Record extracts:
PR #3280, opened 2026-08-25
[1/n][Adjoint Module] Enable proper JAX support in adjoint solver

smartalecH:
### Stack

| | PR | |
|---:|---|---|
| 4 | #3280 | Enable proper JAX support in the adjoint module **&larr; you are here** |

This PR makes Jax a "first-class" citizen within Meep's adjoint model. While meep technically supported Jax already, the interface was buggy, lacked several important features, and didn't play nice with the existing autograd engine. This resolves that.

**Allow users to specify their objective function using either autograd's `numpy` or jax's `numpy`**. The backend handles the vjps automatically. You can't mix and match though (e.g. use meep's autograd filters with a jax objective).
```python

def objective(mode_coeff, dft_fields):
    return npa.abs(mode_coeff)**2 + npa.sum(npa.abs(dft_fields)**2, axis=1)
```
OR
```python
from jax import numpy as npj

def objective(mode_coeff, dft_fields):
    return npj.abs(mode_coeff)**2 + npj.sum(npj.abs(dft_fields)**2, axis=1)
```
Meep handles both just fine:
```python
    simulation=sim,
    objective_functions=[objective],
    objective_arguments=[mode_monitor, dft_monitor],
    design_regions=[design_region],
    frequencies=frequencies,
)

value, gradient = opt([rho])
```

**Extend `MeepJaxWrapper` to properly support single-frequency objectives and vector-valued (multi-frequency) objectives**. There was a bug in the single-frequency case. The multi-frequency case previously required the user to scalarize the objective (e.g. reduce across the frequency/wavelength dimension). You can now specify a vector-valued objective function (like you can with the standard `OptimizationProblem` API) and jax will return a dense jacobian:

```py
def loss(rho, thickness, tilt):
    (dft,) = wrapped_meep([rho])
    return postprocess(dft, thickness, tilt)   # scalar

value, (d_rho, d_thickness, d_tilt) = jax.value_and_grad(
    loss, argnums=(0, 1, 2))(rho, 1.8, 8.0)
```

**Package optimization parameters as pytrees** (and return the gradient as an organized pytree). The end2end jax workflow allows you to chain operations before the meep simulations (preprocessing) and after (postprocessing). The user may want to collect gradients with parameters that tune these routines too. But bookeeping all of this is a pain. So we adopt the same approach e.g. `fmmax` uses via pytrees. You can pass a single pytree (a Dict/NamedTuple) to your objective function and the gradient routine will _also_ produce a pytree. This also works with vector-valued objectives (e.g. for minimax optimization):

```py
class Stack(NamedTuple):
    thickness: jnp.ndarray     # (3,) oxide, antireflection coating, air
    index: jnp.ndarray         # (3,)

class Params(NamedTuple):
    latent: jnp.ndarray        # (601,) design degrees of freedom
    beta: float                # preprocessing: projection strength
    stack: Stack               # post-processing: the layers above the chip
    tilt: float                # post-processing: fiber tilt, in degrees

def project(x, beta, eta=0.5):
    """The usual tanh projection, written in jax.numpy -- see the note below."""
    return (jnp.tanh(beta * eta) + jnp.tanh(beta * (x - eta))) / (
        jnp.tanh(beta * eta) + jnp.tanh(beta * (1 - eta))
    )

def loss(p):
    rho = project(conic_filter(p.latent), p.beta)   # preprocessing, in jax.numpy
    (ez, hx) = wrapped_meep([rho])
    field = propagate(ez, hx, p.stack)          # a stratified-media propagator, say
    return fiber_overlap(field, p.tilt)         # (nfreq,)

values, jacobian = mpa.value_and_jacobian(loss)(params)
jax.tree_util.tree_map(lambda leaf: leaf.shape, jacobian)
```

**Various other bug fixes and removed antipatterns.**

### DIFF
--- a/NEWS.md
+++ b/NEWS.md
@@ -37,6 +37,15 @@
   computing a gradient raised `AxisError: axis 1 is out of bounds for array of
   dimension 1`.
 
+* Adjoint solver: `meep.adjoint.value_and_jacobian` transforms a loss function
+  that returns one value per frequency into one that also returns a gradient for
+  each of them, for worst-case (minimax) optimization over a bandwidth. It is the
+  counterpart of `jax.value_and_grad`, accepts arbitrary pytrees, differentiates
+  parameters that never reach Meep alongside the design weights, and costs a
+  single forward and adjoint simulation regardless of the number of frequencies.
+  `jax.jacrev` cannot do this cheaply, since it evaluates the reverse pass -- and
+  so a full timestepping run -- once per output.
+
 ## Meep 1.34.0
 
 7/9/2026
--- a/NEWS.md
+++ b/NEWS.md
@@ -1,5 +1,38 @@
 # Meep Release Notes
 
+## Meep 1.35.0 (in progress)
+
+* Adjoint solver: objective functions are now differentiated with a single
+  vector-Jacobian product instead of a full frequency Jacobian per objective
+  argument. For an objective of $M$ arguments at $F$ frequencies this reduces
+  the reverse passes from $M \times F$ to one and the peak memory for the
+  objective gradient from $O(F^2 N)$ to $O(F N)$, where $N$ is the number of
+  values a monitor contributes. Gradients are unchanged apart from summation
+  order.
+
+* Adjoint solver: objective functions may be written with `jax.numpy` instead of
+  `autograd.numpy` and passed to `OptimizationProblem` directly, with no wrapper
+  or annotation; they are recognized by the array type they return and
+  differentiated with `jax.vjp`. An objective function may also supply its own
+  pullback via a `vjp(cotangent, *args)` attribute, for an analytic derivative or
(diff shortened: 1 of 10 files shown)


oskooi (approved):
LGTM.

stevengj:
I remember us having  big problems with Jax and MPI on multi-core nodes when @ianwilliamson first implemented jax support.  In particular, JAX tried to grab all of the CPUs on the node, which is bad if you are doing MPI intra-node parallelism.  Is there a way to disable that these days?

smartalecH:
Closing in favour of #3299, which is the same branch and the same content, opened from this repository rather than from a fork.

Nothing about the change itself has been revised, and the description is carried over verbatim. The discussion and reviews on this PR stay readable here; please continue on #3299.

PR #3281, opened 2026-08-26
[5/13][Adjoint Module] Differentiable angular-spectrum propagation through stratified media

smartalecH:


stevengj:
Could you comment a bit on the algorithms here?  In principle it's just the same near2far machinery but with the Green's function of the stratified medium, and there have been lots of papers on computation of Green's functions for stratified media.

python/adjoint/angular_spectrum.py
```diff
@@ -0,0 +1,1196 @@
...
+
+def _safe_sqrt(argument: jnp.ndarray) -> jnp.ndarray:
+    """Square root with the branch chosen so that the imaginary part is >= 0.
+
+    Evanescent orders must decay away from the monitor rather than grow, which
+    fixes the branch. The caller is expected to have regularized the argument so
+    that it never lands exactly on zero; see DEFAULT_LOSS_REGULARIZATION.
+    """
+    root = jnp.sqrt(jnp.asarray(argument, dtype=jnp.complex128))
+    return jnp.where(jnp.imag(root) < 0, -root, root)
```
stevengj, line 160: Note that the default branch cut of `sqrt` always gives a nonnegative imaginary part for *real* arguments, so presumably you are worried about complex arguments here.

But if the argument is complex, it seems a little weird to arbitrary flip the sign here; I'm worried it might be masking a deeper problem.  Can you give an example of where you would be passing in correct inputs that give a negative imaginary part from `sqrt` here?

Aim of the exercise:
Transcribe every entry exactly, omitting nothing.

Completed task:
PR #3280, opened 2026-08-25
[1/n][Adjoint Module] Enable proper JAX support in adjoint solver

smartalecH:
### Stack

| | PR | |
|---:|---|---|
| 4 | #3280 | Enable proper JAX support in the adjoint module **&larr; you are here** |

This PR makes Jax a "first-class" citizen within Meep's adjoint model. While meep technically supported Jax already, the interface was buggy, lacked several important features, and didn't play nice with the existing autograd engine. This resolves that.

**Allow users to specify their objective function using either autograd's `numpy` or jax's `numpy`**. The backend handles the vjps automatically. You can't mix and match though (e.g. use meep's autograd filters with a jax objective).
```python

def objective(mode_coeff, dft_fields):
    return npa.abs(mode_coeff)**2 + npa.sum(npa.abs(dft_fields)**2, axis=1)
```
OR
```python
from jax import numpy as npj

def objective(mode_coeff, dft_fields):
    return npj.abs(mode_coeff)**2 + npj.sum(npj.abs(dft_fields)**2, axis=1)
```
Meep handles both just fine:
```python
    simulation=sim,
    objective_functions=[objective],
    objective_arguments=[mode_monitor, dft_monitor],
    design_regions=[design_region],
    frequencies=frequencies,
)

value, gradient = opt([rho])
```

**Extend `MeepJaxWrapper` to properly support single-frequency objectives and vector-valued (multi-frequency) objectives**. There was a bug in the single-frequency case. The multi-frequency case previously required the user to scalarize the objective (e.g. reduce across the frequency/wavelength dimension). You can now specify a vector-valued objective function (like you can with the standard `OptimizationProblem` API) and jax will return a dense jacobian:

```py
def loss(rho, thickness, tilt):
    (dft,) = wrapped_meep([rho])
    return postprocess(dft, thickness, tilt)   # scalar

value, (d_rho, d_thickness, d_tilt) = jax.value_and_grad(
    loss, argnums=(0, 1, 2))(rho, 1.8, 8.0)
```

**Package optimization parameters as pytrees** (and return the gradient as an organized pytree). The end2end jax workflow allows you to chain operations before the meep simulations (preprocessing) and after (postprocessing). The user may want to collect gradients with parameters that tune these routines too. But bookeeping all of this is a pain. So we adopt the same approach e.g. `fmmax` uses via pytrees. You can pass a single pytree (a Dict/NamedTuple) to your objective function and the gradient routine will _also_ produce a pytree. This also works with vector-valued objectives (e.g. for minimax optimization):

```py
class Stack(NamedTuple):
    thickness: jnp.ndarray     # (3,) oxide, antireflection coating, air
    index: jnp.ndarray         # (3,)

class Params(NamedTuple):
    latent: jnp.ndarray        # (601,) design degrees of freedom
    beta: float                # preprocessing: projection strength
    stack: Stack               # post-processing: the layers above the chip
    tilt: float                # post-processing: fiber tilt, in degrees

def project(x, beta, eta=0.5):
    """The usual tanh projection, written in jax.numpy -- see the note below."""
    return (jnp.tanh(beta * eta) + jnp.tanh(beta * (x - eta))) / (
        jnp.tanh(beta * eta) + jnp.tanh(beta * (1 - eta))
    )

def loss(p):
    rho = project(conic_filter(p.latent), p.beta)   # preprocessing, in jax.numpy
    (ez, hx) = wrapped_meep([rho])
    field = propagate(ez, hx, p.stack)          # a stratified-media propagator, say
    return fiber_overlap(field, p.tilt)         # (nfreq,)

values, jacobian = mpa.value_and_jacobian(loss)(params)
jax.tree_util.tree_map(lambda leaf: leaf.shape, jacobian)
```

**Various other bug fixes and removed antipatterns.**

### DIFF
--- a/NEWS.md
+++ b/NEWS.md
@@ -37,6 +37,15 @@
   computing a gradient raised `AxisError: axis 1 is out of bounds for array of
   dimension 1`.
 
+* Adjoint solver: `meep.adjoint.value_and_jacobian` transforms a loss function
+  that returns one value per frequency into one that also returns a gradient for
+  each of them, for worst-case (minimax) optimization over a bandwidth. It is the
+  counterpart of `jax.value_and_grad`, accepts arbitrary pytrees, differentiates
+  parameters that never reach Meep alongside the design weights, and costs a
+  single forward and adjoint simulation regardless of the number of frequencies.
+  `jax.jacrev` cannot do this cheaply, since it evaluates the reverse pass -- and
+  so a full timestepping run -- once per output.
+
 ## Meep 1.34.0
 
 7/9/2026
--- a/NEWS.md
+++ b/NEWS.md
@@ -1,5 +1,38 @@
 # Meep Release Notes
 
+## Meep 1.35.0 (in progress)
+
+* Adjoint solver: objective functions are now differentiated with a single
+  vector-Jacobian product instead of a full frequency Jacobian per objective
+  argument. For an objective of $M$ arguments at $F$ frequencies this reduces
+  the reverse passes from $M \times F$ to one and the peak memory for the
+  objective gradient from $O(F^2 N)$ to $O(F N)$, where $N$ is the number of
+  values a monitor contributes. Gradients are unchanged apart from summation
+  order.
+
+* Adjoint solver: objective functions may be written with `jax.numpy` instead of
+  `autograd.numpy` and passed to `OptimizationProblem` directly, with no wrapper
+  or annotation; they are recognized by the array type they return and
+  differentiated with `jax.vjp`. An objective function may also supply its own
+  pullback via a `vjp(cotangent, *args)` attribute, for an analytic derivative or
(diff shortened: 1 of 10 files shown)


oskooi (approved):
LGTM.

stevengj:
I remember us having  big problems with Jax and MPI on multi-core nodes when @ianwilliamson first implemented jax support.  In particular, JAX tried to grab all of the CPUs on the node, which is bad if you are doing MPI intra-node parallelism.  Is there a way to disable that these days?

smartalecH:
Closing in favour of #3299, which is the same branch and the same content, opened from this repository rather than from a fork.

Nothing about the change itself has been revised, and the description is carried over verbatim. The discussion and reviews on this PR stay readable here; please continue on #3299.

PR #3281, opened 2026-08-26
[5/13][Adjoint Module] Differentiable angular-spectrum propagation through stratified media

smartalecH:


stevengj:
Could you comment a bit on the algorithms here?  In principle it's just the same near2far machinery but with the Green's function of the stratified medium, and there have been lots of papers on computation of Green's functions for stratified media.

python/adjoint/angular_spectrum.py
```diff
@@ -0,0 +1,1196 @@
...
+
+def _safe_sqrt(argument: jnp.ndarray) -> jnp.ndarray:
+    """Square root with the branch chosen so that the imaginary part is >= 0.
+
+    Evanescent orders must decay away from the monitor rather than grow, which
+    fixes the branch. The caller is expected to have regularized the argument so
+    that it never lands exactly on zero; see DEFAULT_LOSS_REGULARIZATION.
+    """
+    root = jnp.sqrt(jnp.asarray(argument, dtype=jnp.complex128))
+    return jnp.where(jnp.imag(root) < 0, -root, root)
```
stevengj, line 160: Note that the default branch cut of `sqrt` always gives a nonnegative imaginary part for *real* arguments, so presumably you are worried about complex arguments here.

But if the argument is complex, it seems a little weird to arbitrary flip the sign here; I'm worried it might be masking a deeper problem.  Can you give an example of where you would be passing in correct inputs that give a negative imaginary part from `sqrt` here?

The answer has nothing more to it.